**Task details**
Each line of the material that mentions the word "where" is to be copied.

===== Dataset content

PR #529, opened 2020-06-30
Added DoorCode backend

SlicerBX:
Created schema and routing for DoorCode API and wrote test cases for the routing

### DIFF
--- a/api/main_endpoints/models/DoorCode.js
+++ b/api/main_endpoints/models/DoorCode.js
@@ -5,6 +5,7 @@ const DoorCodeSchema = new Schema(
   {
     doorCode: {
       type: String,
+      unique: true,
       required: true,
     },
     doorCodeValidUntil: {
@@ -18,5 +19,14 @@ const DoorCodeSchema = new Schema(
   },
   { collection: 'DoorCodes' }
 );
+
+DoorCodeSchema.pre('save', function(next) {
+  let doorcodeRegExp = new RegExp (['^[0-9]{3}-[0-9]{4}']);
+  if (!this.doorCode.match(doorcodeRegExp)) {
+    return next('Bad door code saved (format is: xxx-xxxx)');
+  } else {
+    return next();
+  }
+});
 
 module.exports = mongoose.model('DoorCodes', DoorCodeSchema);
--- a/api/main_endpoints/routes/DoorCode.js
+++ b/api/main_endpoints/routes/DoorCode.js
@@ -1,0 +1,118 @@
+const express = require('express');
+const router = express.Router();
+const DoorCode = require('../models/DoorCode');
+const {
+  checkIfTokenSent,
+  checkIfTokenValid,
+} = require('../util/token-functions');
+const {
+  OK,
+  BAD_REQUEST,
+  UNAUTHORIZED,
+  FORBIDDEN,
+  NOT_FOUND,
+} = require('../../util/constants').STATUS_CODES;
+const addErrorLog = require ('../util/logging-helpers');
+
+router.get('/getDoorCodes', (req, res) => {
+  DoorCode.find()
+    .then(doorcodes => res.status(OK).send(doorcodes))
+    .catch(error => {
+      const info = {
+        errorTime: new Date(),
+        apiEndpoint: 'DoorCode/getDoorCodes',
+        errorDescription: error
+      };
+      addErrorLog(info);
+      res.status(BAD_REQUEST).send({ error, message: 'Getting codes failed' });
+    });
+});
+
+router.get('/getAvailableDoorCode', (req, res) => {
+  DoorCode.findOne({ usersAssigned: { $lt: 2 } }).then((doorcodes) =>
+    res.status(OK).send(doorcodes)
+  ).catch(() => {
+    res.status(BAD_REQUEST).send({ message: 'No codes left.' });
+  });
+});
+
+router.post('/addCode', (req, res) => {
+  if (!checkIfTokenSent(req)) {
+    return res.sendStatus(FORBIDDEN);
+  } else if (!checkIfTokenValid(req)) {
+    return res.sendStatus(UNAUTHORIZED);
+  }
+
+  const newCode = new DoorCode({
+    doorCode: req.body.doorCode,
+    doorCodeValidUntil: req.body.doorCodeValidUntil,
+    usersAssigned: req.body.usersAssigned,
+  });
+
+  DoorCode.create(newCode, (error, post) => {
+    if (error) {
+      return res.sendStatus(BAD_REQUEST);
+    }
+    return res.status(OK).send(post);
+  });
+});
+
+router.post('/editCode', (req, res) => {
+  if (!checkIfTokenSent(req)) {
+    return res.sendStatus(FORBIDDEN);
+  } else if (!checkIfTokenValid(req)) {
+    return res.sendStatus(UNAUTHORIZED);
+  }
+
+  const {
+    doorCode,
+    doorCodeValidUntil,
+    usersAssigned,
+  } = req.body;
+  DoorCode.findOne({ _id: req.body.id  })
+    .then((code) => {
+      code.doorCode = doorCode || code.doorCode;
+      code.doorCodeValidUntil = doorCodeValidUntil || code.doorCodeValidUntil;
+      code.usersAssigned = usersAssigned || code.usersAssigned;
+      code
+        .save()
+        .then((ret) => {
+          res.sendStatus(OK);
+        })
+        .catch((error) => {
+          res.status(BAD_REQUEST).send({
+            error,
+            message: 'door code was not updated',
+          });
+        });
+    })
+    .catch((error) => {
+      res.status(NOT_FOUND).send({ error, message: 'door code not found' });
+    });
+});
+
+router.post('/removeCode', (req, res) => {
+  if (!checkIfTokenSent(req)) {
+    return res.sendStatus(FORBIDDEN);
+  } else if (!checkIfTokenValid(req)) {
+    return res.sendStatus(UNAUTHORIZED);
+  }
+
+  DoorCode.deleteOne({ _id: req.body.id  }, (error, form) => {
+    if (error) {
+      const info = {
+        errorTime: new Date(),
+        apiEndpoint: 'DoorCode/removeItem',
+        errorDescription: error,
+      };
+      return res.sendStatus(BAD_REQUEST);
+    }
+    if (form.n < 1) {
+      return res.sendStatus(NOT_FOUND);
+    } else {
+      return res.sendStatus(OK);
+    }
+  });
+});
+
+module.exports = router;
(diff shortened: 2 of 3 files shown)


api/routes/DoorCode.js
```diff
@@ -0,0 +1,109 @@
...
+  OK,
+  BAD_REQUEST,
+  UNAUTHORIZED,
+  FORBIDDEN,
+  NOT_FOUND,
+} = require('../constants').STATUS_CODES;
+const addErrorLog = require('../util/logging-helpers');
+
+router.get('/getAvailableCodes', (req, res) => {
+  DoorCode.find({ usersAssigned: { $lt: 2 } }).then((doorcodes) =>
```
evanugarte, line 20: nice!!!

test/DoorCode.js
```diff
@@ -0,0 +1,217 @@
...
+        token,
+        '/api/DoorCode/addCode',
+        VALID_NEW_CODE
+      );
+      expect(result).to.have.status(OK);
+    });
+  });
+
+  describe('/GET getAvailableCodes', () => {
+    it('Should return an object of all codes', async () => {
```
evanugarte, line 101: can we add a test to ensure it doesnt return a code with 2 or more assignees?

api/routes/DoorCode.js
```diff
@@ -0,0 +1,109 @@
+const express = require('express');
+const router = express.Router();
+const DoorCode = require('../models/DoorCode');
+const settings = require('../util/settings');
+const logger = require(`${settings.util}/logger`);
```
evanugarte, line 5: we are about to delete `logger` and `settings`, i would remove the usage from this file

api/models/DoorCode.js
```diff
@@ -3,6 +3,11 @@ const Schema = mongoose.Schema;
 
 const DoorCodeSchema = new Schema(
   {
+    dateLastUsed: {
```
evanugarte, line 6: i am a little confused as to why we need this? let me know

api/routes/DoorCode.js
```diff
@@ -0,0 +1,109 @@
...
+});
+
+router.post('/removeCode', (req, res) => {
+  if (!checkIfTokenSent(req)) {
+    return res.sendStatus(FORBIDDEN);
+  } else if (!checkIfTokenValid(req)) {
+    return res.sendStatus(UNAUTHORIZED);
+  }
+
+  DoorCode.deleteOne({ doorCode: req.body.doorCode }, (error, form) => {
```
evanugarte, line 91: i would instead search by `_id` here, imagine the situation where we have a duplicate code, one with assignees and one without, deleting one may remove members' door codes unintentionally
```suggestion
  DoorCode.findOne({ doorCode: req.body._id })
```

for how to remove with `_id` instead check out this function in [`api/routes/Event.js`](https://github.com/SCE-Development/Core-v4/blob/ea3b2c59b57957225894fea89b1db2d24fbd10c6/api/routes/Event.js#L103) and the associated test case in [`test/Event.js`](https://github.com/SCE-Development/Core-v4/blob/ea3b2c59b57957225894fea89b1db2d24fbd10c6/test/Event.js#L201)

api/routes/DoorCode.js
```diff
@@ -0,0 +1,109 @@
...
+    return res.sendStatus(UNAUTHORIZED);
+  }
+
+  const {
+    dateLastUsed,
+    doorCode,
+    doorCodeValidUntil,
+    usersAssigned,
+  } = req.body;
+  DoorCode.findOne({ doorCode: req.body.oldDoorCode })
```
evanugarte, line 61: i would also search by `_id` here for the situation where we have a duplicate code
```suggestion
  DoorCode.findOne({ doorCode: req.body._id })
```

for how to remove with `_id` instead check out this function in [`api/routes/Event.js`](https://github.com/SCE-Development/Core-v4/blob/ea3b2c59b57957225894fea89b1db2d24fbd10c6/api/routes/Event.js#L76)

for the test case see my comment for delete and follow the same pattern

api/models/DoorCode.js
```diff
@@ -19,4 +19,5 @@ const DoorCodeSchema = new Schema(
   { collection: 'DoorCodes' }
 );
 
+// end here
```
evanugarte, line 22:
```suggestion
```

api/routes/DoorCode.js
```diff
@@ -0,0 +1,120 @@
...
+    }
+    if (form.n < 1) {
+      return res.sendStatus(NOT_FOUND);
+    } else {
+      return res.status(OK).send({ message: `${req.body.name} was deleted.` });
+    }
+  });
+});
+
+// end here
```
evanugarte, line 119:
```suggestion
```

api/routes/DoorCode.js
```diff
@@ -0,0 +1,119 @@
...
+  }
+
+  const newCode = new DoorCode({
+    doorCode: req.body.doorCode,
+    doorCodeValidUntil: req.body.doorCodeValidUntil,
+    usersAssigned: req.body.usersAssigned,
+  });
+
+  // Look for any repeated doorcodes
+  DoorCode.findOne(
```
aashrav, line 37: Instead of looking for repeated doorcodes inside the code, I realized you can add a unique field inside the schema itself. If you look in the User schema you can see that inside the email attribute they put a unique: true field. I believe this would be better and reduce code

aashrav: Also rebase after you make the changes

api/main_endpoints/routes/DoorCode.js
```diff
@@ -0,0 +1,102 @@
...
+const {
+  OK,
+  BAD_REQUEST,
+  UNAUTHORIZED,
+  FORBIDDEN,
+  NOT_FOUND,
+} = require('../../util/constants').STATUS_CODES;
+const addErrorLog = require('../util/logging-helpers');
+
+router.get('/getAvailableCodes', (req, res) => {
```
evanugarte, line 17: when would we use this? what do you think about having 2 endpoints like:

```js
// fetches all door codes, regardless of use
router.get('/getDoorCodes')

// fetches a single door code that is available so we can assign it
router.get('/getAvailableDoorCode')
```

api/main_endpoints/routes/DoorCode.js
```diff
@@ -0,0 +1,102 @@
...
+
+  DoorCode.create(newCode, (error, post) => {
+    if (error) {
+      return res.sendStatus(BAD_REQUEST);
+    }
+    return res.status(OK).send(post);
+  });
+});
+
+router.post('/editCode', (req, res) => {
```
evanugarte, line 44: would we call on this endpoint for when we are assigning a user to a doorcode?

api/main_endpoints/routes/DoorCode.js
```diff
@@ -0,0 +1,102 @@
...
+  } = req.body;
+  DoorCode.findOne({ _id: req.body.id  })
+    .then((code) => {
+      code.doorCode = doorCode || code.doorCode;
+      code.doorCodeValidUntil = doorCodeValidUntil || code.doorCodeValidUntil;
+      code.usersAssigned = usersAssigned || code.usersAssigned;
+      code
+        .save()
+        .then((ret) => {
+          res.status(OK).json({ ret, code: 'door code updated successfully' });
```
evanugarte, line 64:
```suggestion
          res.status(OK);
```

api/main_endpoints/routes/DoorCode.js
```diff
@@ -0,0 +1,102 @@
...
+        errorTime: new Date(),
+        apiEndpoint: 'DoorCode/removeItem',
+        errorDescription: error,
+      };
+      return res.sendStatus(BAD_REQUEST);
+    }
+    if (form.n < 1) {
+      return res.sendStatus(NOT_FOUND);
+    } else {
+      return res.status(OK).send({ message: `${req.body.name} was deleted.` });
```
evanugarte, line 97:
```suggestion
      return res.sendStatus(OK);
```

api/main_endpoints/models/DoorCode.js
```diff
@@ -5,6 +5,7 @@ const DoorCodeSchema = new Schema(
   {
     doorCode: {
```
evanugarte, line 6: we should add a check to ensure the doorcode follows a format of `xxx-xxxx`.

Check out mongoose's `pre('save')` function ([here](https://mongoosejs.com/docs/middleware.html#pre)) to add a check that the string is correct. an example where we use the `pre` hook is in [`api/main_endpoints/models/User.js`](https://github.com/SCE-Development/Core-v4/blob/be6648edd785a45e9fd2eac2037b3218faca9ffd/api/main_endpoints/models/User.js#L70)

check 2 things:
1. the format has three characters, a dash, then 4 characters
1. all characters beides the dash are numbers

i highly reccomend using regular expressions for this ([example](https://developer.mozilla.org/en-US/docs/Web/JavaScript/Reference/Global_Objects/RegExp/test))

api/main_endpoints/routes/DoorCode.js
SlicerBX: the editCode endpoint is so that we can edit the usersAssigned if needed and this routing was created in case the attributes of a door code needed to be changed. Do you think it should be removed?

SlicerBX:
I'd say we wait until it is merged in since we are not in a rush, but there are merits in making the limit variable right now. I would like to hear the other's suggestions before moving forward.

aashrav:
I think we can implement the variable limit later because I don't believe it is a relevant issue right now. Also i think it will be easier to implement after we get some frontend components set up.

api/main_endpoints/routes/DoorCode.js
```diff
@@ -0,0 +1,105 @@
...
+const {
+  OK,
+  BAD_REQUEST,
+  UNAUTHORIZED,
+  FORBIDDEN,
+  NOT_FOUND,
+} = require('../../util/constants').STATUS_CODES;
+
+router.get('/getDoorCodes', (req, res) => {
+  DoorCode.find().then(doorcodes => res.status(OK).send(doorcodes));
```
jerrylee17, line 17: Might want a `.catch()` in case there's an error with fetching doorcodes.

api/main_endpoints/routes/DoorCode.js
```diff
@@ -0,0 +1,105 @@
...
+});
+
+router.get('/getAvailableDoorCode', (req, res) => {
+  DoorCode.findOne({ usersAssigned: { $lt: 2 } }).then((doorcodes) =>
```
jerrylee17, line 21: Add a .catch() for if there are no doorcodes left.

test/DoorCode.js
```diff
@@ -0,0 +1,257 @@
...
+    token: 'invalid',
+  };
+  const CODE_WITHOUT_REQUIRED_FIELDS = {};
+  const EDITED_CODE = {
+    doorCode: '051-4451',
+    doorCodeValidUntil: new Date('12/25/20'),
+    usersAssigned: 1,
+  };
+  const CODE_WITH_BAD_FORMAT = {
+    doorCode: '05121-44514211',
```
evanugarte, line 80: consider doing one more with a letter and symbol in it too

==========

**Written answer**
evanugarte, line 91: i would instead search by `_id` here, imagine the situation where we have a duplicate code, one with assignees and one without, deleting one may remove members' door codes unintentionally
evanugarte, line 61: i would also search by `_id` here for the situation where we have a duplicate code
Check out mongoose's `pre('save')` function ([here](https://mongoosejs.com/docs/middleware.html#pre)) to add a check that the string is correct. an example where we use the `pre` hook is in [`api/main_endpoints/models/User.js`](https://github.com/SCE-Development/Core-v4/blob/be6648edd785a45e9fd2eac2037b3218faca9ffd/api/main_endpoints/models/User.js#L70)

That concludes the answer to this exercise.